# Playin' in the dirt



## ellasmom (Jul 27, 2011)

I have heard that hedgehogs LOVE to play in the garden. I am currently living in an apartment with no access to a garden, does anyone have any other ideas for my little Ella?


----------



## CanadienHedgie (Feb 4, 2011)

Organic dirt in a high back litter pan. Silk plants (make sure they aren't poky), hide insects under the leaves. You can hide a tunnel under the leaves, which seems to be fun. Cat grass can be used for them to sniff, roam and hunt it. And coconut fiber (not the chunks, the soft dirt like stuff) can be used in a high back litter box. I use all the above .


----------



## ReginasMommy (Apr 13, 2011)

I've been wanting to do this for a while, but wasn't sure what would be safe.
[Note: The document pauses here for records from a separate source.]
PR #697, opened 2025-05-20
[DUPLICATE] Update Zot4Plan AP Imports

### LINKED ISSUE #686: Update Zot4Plan Imports to automatically categorize non-UCI credits

fiveminus1:
This is a duplicate rebase PR. See #693 for discussion.

## Description

Currently, importing a roadmap from [Zot4Plan](https://zot4plan.com/) does not import AP Exams nor handle them in any way. This PR ensures that AP Exams from Z4P are:
- Matched to an exam name using existing matching logic (#666)
- Categorized into the `transferred_ap_exam` table
- Reflected in the frontend

## Demo

z4p_aps

## Test Plan

- [ ] Import a schedule from Zot4Plan that includes AP exams (you can try `test_ap_migration`, which should have APs Computer Science A, Biology, and Calculus BC).
- [ ] Verify the proper APs, scores, and units are imported under the Transfer Credits menu.
- [ ] Confirm the proper rows were added to the `transferred_ap_exam` table.
- [ ] Confirm existing added exams are not overwritten.

## Issues

Closes #686 

Note: the details in the issue are inaccurate - courses are not placed into "Other Transfers" and batch course lookup is not required.

### DIFF
--- a/api/src/controllers/index.ts
+++ b/api/src/controllers/index.ts
@@ -28,7 +28,7 @@ export const appRouter = router({
   schedule: scheduleRouter,
   transferCredits: transferCreditsRouter,
   users: usersRouter,
-  zot4PlanImportRouter: zot4PlanImportRouter,
+  zot4PlanImport: zot4PlanImportRouter,
 });
 
 // Export only the type of a router!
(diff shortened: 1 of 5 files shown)


Awesome-E (approved):
Not sure why this is a draft PR but we'll basically just merge this one and close the other one

PR #701, opened 2025-05-21
Consolidate buttons in the header

Awesome-E:
## Description

This PR consolidates the buttons based on what we discussed in the meeting – Zot4Plan and Transcript imports are now alongside creating a new roadmap, and "Add Year" + "Transfer Credits" + "Save" are now in the top.

It also changes it so the buttons simply wrap on mobile.

## Screenshots

Before|After
:-:|:-:
image|image
image|image

## Test Plan

- [x] make sure staging looks good

## Issues

N/A

### DIFF
--- a/site/src/pages/RoadmapPage/AddYearPopup.scss
+++ b/site/src/pages/RoadmapPage/AddYearPopup.scss
@@ -1,5 +1,4 @@
 .add-year-icon {
-  margin-right: 4px;
   transform: scale(1.5);
 }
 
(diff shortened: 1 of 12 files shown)


zcharz:
looks good i like

one possible concern is when the screen is extra extra small, the buttons flow outside of the box. do we care about this? realistically a non-issue in practical use cases
image

Awesome-E:
> one possible concern is when the screen is extra extra small, the buttons flow outside of the box. do we care about this? realistically a non-issue in practical use cases

No, that is below a usable screen width. Generally if it works around 350-400px, it is fine.

zcharz:
in that case looks good big bossman

PR #703, opened 2025-05-21
Created roadmap loading icon

### LINKED ISSUE #696: Loading icon for roadmap
When you click on the roadmap, it takes a few seconds to load, but it just looks like the data is gone because there's no indication of work. A loading screen/suspense would be nice.

charlieweinberger:
## Description

Shows a spinning icon in that short time period between opening the roadmap page and having your data loaded.

I'm not sure about where/which elements should be shown always, vs. with a spinner inside it, vs. only after loading. That's half of this PR - the other half is the logic for determining when the data is loading, which takes into account both searching for a user and then setting the user's data in the roadmap. I'm also not sure if I did this logic the best, so I'm open to feedback.

Note: ~~this PR does slightly overlap with #701 , since this PR also modifies the transcript/z4p import buttons. However, it's a simple thing to merge (just deleting those buttons and their imports in `Planner.tsx`), so it shouldn't be a problem.~~ This is no longer a problem, #701 has since been merged into main and then pulled into this branch.

## Screenshots

Before:
Screenshot 2025-05-21 at 2 04 15 AM

After:
Screenshot 2025-05-21 at 3 18 36 AM

## Test Plan

- [ ] Verify that the spinner shows for the correct amount of time, no more and no less
- [ ] Verify that the spinner works for both accounts and local data
- [ ] Verify that the spinner looks good
- [ ] Verify that this PR doesn't break anything else

## Issues

Closes #696

### DIFF
--- a/site/src/pages/RoadmapPage/Planner.scss
+++ b/site/src/pages/RoadmapPage/Planner.scss
@@ -20,4 +20,9 @@
   .header {
     top: 0px;
   }
+
+  .loading-spinner {
+    display: flex;
+    justify-content: center;
+  }
 }
--- a/site/src/pages/RoadmapPage/Planner.tsx
+++ b/site/src/pages/RoadmapPage/Planner.tsx
@@ -51,18 +51,18 @@ const Planner: FC = () => {
   return (
     <div className="planner">
       <PlannerLoader />
+      <Header
+        courseCount={courseCount}
+        unitCount={unitCount}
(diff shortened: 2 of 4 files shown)


Awesome-E (approved):
There are some other areas where we do the same thing to center the spinner, but I think that might be addressed in migrating to MUI anyways. So thus this PR looks fine to me

PR #706, opened 2025-05-24
Fix click actions not working in Import popups

Awesome-E:
## Description

Unwraps buttons from `Dropdown.Item` so that the click handler installed by `Dropdown.Item` does not interfere with our ability to perform default actions such as clicking links or opening file uploads.

Previously, the content was inside `<Dropdown.Item/>` and `<Dropdown.Item/>` installed a click handler. This click handler would call `event.preventDefault()` at some point, which disables the user's ability to click links and open file upload prompts.

## Test Plan

- [ ] Check that buttons and links inside import transcript and zot4plan schedule work again

### DIFF
--- a/site/src/pages/RoadmapPage/Header.scss
+++ b/site/src/pages/RoadmapPage/Header.scss
@@ -45,6 +45,7 @@
     padding: 8px;
     align-items: center;
     gap: 8px 12px;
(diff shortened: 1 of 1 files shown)


CadenLee2 (approved):
z-index is good now and the file upload button works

Thanks for the information.

Would this dirt be okay?
http://www.homedepot.com/h_d1/N-5yc...splay?langId=-1&storeId=10051&catalogId=10053
http://www.homedepot.com/h_d1/N-5yc...splay?langId=-1&storeId=10051&catalogId=10053


----------



## hanhan27 (May 12, 2011)

I was just talking to my fiance about trying something like this with Milly! I'm happy that I saw this. I'm definitely going to try it out


----------



## ellasmom (Jul 27, 2011)

Thanks for everyones help!


----------